__Task directions__. Each line of the data should be repeated precisely.

START Material provided

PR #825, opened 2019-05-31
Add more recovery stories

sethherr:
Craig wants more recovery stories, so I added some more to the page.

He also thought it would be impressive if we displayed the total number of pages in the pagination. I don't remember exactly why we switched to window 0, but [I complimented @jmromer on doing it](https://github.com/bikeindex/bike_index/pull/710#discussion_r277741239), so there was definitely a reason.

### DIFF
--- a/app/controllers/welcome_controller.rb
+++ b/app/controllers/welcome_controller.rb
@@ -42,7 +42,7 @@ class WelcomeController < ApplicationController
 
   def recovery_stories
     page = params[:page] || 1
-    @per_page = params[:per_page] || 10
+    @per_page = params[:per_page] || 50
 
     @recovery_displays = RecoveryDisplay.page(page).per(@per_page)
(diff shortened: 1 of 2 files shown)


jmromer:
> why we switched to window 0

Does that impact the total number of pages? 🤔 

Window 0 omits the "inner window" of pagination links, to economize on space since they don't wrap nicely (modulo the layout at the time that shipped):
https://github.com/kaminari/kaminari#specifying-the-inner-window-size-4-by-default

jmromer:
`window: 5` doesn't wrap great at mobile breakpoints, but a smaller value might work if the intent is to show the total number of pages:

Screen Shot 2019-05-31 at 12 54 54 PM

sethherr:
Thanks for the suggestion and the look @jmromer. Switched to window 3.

END Material provided

__Exercise response__.
PR #825, opened 2019-05-31
Add more recovery stories

sethherr:
Craig wants more recovery stories, so I added some more to the page.

He also thought it would be impressive if we displayed the total number of pages in the pagination. I don't remember exactly why we switched to window 0, but [I complimented @jmromer on doing it](https://github.com/bikeindex/bike_index/pull/710#discussion_r277741239), so there was definitely a reason.

### DIFF
--- a/app/controllers/welcome_controller.rb
+++ b/app/controllers/welcome_controller.rb
@@ -42,7 +42,7 @@ class WelcomeController < ApplicationController
 
   def recovery_stories
     page = params[:page] || 1
-    @per_page = params[:per_page] || 10
+    @per_page = params[:per_page] || 50
 
     @recovery_displays = RecoveryDisplay.page(page).per(@per_page)
(diff shortened: 1 of 2 files shown)


jmromer:
> why we switched to window 0

Does that impact the total number of pages? 🤔 

Window 0 omits the "inner window" of pagination links, to economize on space since they don't wrap nicely (modulo the layout at the time that shipped):
https://github.com/kaminari/kaminari#specifying-the-inner-window-size-4-by-default

jmromer:
`window: 5` doesn't wrap great at mobile breakpoints, but a smaller value might work if the intent is to show the total number of pages:

Screen Shot 2019-05-31 at 12 54 54 PM

sethherr:
Thanks for the suggestion and the look @jmromer. Switched to window 3.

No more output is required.